Task to carry out ▸ The response has to be every entry, printed word for word.

Stored data ▸
PR #1187, opened 2023-11-12
Fix r_showtris

xycaleth:
Depth test should be disabled when rendering wireframes so we can see the triangles being drawn behind the front-most surfaces.


Daggolin (approved):

xycaleth:
Already part of #1179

Problem solution ▸
PR #1187, opened 2023-11-12
Fix r_showtris

xycaleth:
Depth test should be disabled when rendering wireframes so we can see the triangles being drawn behind the front-most surfaces.


Daggolin (approved):

xycaleth:
Already part of #1179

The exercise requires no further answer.